Task instructions ->
Copy out each line of the listing below in which the string "unbounded" occurs.

################

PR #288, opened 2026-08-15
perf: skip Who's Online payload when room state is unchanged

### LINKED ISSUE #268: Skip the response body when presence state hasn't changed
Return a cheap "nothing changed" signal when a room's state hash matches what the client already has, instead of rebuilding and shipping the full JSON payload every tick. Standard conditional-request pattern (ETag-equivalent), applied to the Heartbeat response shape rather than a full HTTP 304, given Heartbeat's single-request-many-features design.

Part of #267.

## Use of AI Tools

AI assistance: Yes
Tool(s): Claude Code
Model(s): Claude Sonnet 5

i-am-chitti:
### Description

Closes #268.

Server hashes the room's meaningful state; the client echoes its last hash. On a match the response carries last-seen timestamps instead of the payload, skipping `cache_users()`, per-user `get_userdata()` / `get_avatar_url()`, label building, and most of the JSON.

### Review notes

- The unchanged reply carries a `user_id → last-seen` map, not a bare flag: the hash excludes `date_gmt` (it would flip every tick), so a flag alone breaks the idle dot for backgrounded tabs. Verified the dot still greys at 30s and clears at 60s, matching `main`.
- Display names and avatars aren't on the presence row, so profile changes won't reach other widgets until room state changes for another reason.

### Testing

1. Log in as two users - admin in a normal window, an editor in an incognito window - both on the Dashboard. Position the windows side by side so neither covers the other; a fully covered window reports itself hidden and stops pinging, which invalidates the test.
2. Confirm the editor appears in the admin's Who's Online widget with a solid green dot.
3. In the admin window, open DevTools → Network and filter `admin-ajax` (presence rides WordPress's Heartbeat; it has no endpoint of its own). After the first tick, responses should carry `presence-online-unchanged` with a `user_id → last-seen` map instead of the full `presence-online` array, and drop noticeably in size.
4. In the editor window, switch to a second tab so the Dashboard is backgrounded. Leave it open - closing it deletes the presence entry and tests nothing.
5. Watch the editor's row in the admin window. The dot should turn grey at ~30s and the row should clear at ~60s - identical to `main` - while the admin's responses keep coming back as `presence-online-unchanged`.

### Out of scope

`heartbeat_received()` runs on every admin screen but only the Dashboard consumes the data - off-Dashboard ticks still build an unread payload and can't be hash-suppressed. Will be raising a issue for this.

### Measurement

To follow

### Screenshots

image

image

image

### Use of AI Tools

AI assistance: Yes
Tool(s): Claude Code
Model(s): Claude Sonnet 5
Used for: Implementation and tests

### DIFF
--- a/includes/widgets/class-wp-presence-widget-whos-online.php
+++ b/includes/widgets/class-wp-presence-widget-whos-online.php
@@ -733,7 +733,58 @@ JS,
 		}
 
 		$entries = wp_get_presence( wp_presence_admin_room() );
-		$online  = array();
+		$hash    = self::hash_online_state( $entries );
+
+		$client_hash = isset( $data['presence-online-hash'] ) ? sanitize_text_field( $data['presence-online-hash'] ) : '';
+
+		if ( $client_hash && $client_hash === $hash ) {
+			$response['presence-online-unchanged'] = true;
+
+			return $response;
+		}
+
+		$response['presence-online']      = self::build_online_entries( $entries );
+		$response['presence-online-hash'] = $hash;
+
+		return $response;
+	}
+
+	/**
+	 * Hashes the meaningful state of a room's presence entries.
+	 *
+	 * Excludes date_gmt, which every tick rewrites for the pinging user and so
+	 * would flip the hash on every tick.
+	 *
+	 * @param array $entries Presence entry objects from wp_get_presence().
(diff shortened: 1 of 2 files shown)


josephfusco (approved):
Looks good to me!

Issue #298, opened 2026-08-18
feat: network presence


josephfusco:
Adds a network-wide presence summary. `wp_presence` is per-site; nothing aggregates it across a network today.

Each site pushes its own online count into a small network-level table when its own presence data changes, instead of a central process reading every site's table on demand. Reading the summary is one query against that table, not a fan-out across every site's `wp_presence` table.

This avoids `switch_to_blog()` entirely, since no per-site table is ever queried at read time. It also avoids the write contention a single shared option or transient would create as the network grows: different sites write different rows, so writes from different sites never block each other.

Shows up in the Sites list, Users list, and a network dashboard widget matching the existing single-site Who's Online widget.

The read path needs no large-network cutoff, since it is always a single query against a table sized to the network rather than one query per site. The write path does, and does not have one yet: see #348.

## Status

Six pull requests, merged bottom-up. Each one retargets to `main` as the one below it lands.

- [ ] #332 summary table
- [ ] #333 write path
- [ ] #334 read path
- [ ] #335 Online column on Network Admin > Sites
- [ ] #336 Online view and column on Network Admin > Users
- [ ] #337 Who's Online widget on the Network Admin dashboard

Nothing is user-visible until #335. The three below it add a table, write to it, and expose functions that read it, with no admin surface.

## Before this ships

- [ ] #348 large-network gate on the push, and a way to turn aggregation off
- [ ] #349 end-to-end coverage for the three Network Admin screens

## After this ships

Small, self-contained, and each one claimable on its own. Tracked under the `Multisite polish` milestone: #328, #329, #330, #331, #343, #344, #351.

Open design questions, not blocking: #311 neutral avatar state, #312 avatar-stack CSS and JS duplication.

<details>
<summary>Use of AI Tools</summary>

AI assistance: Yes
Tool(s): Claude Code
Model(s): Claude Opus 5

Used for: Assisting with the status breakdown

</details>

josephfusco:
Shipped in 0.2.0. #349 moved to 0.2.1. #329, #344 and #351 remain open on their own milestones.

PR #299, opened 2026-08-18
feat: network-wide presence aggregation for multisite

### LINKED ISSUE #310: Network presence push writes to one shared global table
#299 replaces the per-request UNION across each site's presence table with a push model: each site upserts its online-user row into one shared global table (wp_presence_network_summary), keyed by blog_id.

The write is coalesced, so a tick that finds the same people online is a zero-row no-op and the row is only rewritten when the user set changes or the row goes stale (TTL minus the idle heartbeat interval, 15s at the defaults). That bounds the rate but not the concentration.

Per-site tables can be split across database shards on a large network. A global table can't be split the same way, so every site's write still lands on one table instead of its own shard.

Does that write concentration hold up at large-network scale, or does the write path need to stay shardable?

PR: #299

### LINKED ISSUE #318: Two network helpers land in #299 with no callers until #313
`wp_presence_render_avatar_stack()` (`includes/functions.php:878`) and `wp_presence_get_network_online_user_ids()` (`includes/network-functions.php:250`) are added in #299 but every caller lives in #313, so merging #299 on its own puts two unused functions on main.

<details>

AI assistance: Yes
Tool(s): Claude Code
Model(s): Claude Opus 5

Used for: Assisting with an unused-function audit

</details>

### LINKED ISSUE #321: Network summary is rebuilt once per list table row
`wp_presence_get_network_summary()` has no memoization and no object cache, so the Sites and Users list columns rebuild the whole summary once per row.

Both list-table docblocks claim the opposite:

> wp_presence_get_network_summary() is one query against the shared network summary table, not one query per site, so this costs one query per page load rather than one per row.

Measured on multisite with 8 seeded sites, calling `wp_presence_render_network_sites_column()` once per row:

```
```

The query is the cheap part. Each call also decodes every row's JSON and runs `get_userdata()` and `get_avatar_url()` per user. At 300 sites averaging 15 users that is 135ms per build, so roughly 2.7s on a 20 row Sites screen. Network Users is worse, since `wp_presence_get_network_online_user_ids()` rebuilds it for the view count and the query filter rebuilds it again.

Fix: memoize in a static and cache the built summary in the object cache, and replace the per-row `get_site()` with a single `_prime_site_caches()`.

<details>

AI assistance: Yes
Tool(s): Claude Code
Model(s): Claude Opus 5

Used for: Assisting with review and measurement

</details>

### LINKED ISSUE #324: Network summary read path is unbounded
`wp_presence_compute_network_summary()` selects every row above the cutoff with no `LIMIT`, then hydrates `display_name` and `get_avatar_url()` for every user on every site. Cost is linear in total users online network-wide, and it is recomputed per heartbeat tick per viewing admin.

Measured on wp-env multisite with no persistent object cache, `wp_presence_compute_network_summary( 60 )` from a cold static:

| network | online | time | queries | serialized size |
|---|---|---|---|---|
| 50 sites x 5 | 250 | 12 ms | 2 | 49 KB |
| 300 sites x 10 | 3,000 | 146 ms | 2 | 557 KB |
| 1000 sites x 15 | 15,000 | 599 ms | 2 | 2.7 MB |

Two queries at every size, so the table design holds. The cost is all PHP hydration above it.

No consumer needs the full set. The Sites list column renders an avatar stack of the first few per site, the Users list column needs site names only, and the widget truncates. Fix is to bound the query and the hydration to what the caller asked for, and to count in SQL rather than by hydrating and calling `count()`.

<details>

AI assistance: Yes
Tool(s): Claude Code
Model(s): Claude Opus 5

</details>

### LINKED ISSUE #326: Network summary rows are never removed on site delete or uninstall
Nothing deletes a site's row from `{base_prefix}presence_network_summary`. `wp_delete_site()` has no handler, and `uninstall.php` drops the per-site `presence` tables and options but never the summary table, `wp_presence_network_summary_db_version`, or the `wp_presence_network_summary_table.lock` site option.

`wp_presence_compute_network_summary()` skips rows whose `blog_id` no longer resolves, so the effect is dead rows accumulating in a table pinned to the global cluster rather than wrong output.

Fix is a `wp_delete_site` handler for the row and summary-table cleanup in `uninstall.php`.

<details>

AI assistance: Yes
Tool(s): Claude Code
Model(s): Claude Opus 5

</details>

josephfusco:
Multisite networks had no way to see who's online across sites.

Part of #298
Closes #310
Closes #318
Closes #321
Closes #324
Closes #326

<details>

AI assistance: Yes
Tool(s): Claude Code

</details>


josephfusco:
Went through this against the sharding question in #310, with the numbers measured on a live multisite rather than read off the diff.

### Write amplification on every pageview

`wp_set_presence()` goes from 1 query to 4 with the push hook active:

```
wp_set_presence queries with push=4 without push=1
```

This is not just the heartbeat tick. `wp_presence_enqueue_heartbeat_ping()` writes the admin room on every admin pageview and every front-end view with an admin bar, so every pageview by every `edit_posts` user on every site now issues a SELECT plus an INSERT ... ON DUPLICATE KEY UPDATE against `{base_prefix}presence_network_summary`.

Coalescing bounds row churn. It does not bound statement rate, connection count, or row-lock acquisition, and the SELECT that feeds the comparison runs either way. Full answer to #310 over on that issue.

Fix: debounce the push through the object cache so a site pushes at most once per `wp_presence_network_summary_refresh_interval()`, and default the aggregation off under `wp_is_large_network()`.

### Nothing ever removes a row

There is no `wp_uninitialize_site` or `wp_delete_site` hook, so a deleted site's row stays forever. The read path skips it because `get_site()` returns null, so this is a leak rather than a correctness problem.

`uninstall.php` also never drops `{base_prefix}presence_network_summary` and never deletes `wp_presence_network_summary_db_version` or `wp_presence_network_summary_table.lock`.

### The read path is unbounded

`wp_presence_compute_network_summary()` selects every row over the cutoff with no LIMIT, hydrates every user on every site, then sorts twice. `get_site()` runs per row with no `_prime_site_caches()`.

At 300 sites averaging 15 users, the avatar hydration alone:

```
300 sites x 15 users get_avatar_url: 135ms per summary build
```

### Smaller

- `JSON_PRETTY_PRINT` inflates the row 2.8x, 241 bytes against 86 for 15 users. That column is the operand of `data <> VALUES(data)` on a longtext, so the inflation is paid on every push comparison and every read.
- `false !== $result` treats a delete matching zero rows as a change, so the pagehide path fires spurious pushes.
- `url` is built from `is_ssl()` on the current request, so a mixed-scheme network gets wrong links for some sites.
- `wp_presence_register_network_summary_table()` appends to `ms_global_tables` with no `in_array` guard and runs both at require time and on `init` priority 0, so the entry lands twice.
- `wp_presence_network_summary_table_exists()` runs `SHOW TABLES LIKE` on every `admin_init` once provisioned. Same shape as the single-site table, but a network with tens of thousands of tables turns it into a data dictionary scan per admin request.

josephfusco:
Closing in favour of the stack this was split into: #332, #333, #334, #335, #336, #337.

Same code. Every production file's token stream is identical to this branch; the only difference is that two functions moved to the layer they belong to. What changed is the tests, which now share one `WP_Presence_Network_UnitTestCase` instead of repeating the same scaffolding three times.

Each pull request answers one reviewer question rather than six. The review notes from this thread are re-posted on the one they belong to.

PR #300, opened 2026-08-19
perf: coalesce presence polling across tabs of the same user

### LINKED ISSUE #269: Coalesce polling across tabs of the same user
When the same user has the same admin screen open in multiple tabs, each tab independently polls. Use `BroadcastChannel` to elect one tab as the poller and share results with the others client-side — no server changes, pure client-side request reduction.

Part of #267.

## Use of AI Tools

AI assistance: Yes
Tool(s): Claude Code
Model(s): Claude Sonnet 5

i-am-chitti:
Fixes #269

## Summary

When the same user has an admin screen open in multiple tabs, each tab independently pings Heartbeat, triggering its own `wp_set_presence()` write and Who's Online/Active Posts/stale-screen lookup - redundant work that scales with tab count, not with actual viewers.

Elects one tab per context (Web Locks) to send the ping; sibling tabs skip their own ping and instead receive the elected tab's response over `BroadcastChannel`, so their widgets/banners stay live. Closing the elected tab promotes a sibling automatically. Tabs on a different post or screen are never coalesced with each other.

################

Written answer ->
### LINKED ISSUE #324: Network summary read path is unbounded
### The read path is unbounded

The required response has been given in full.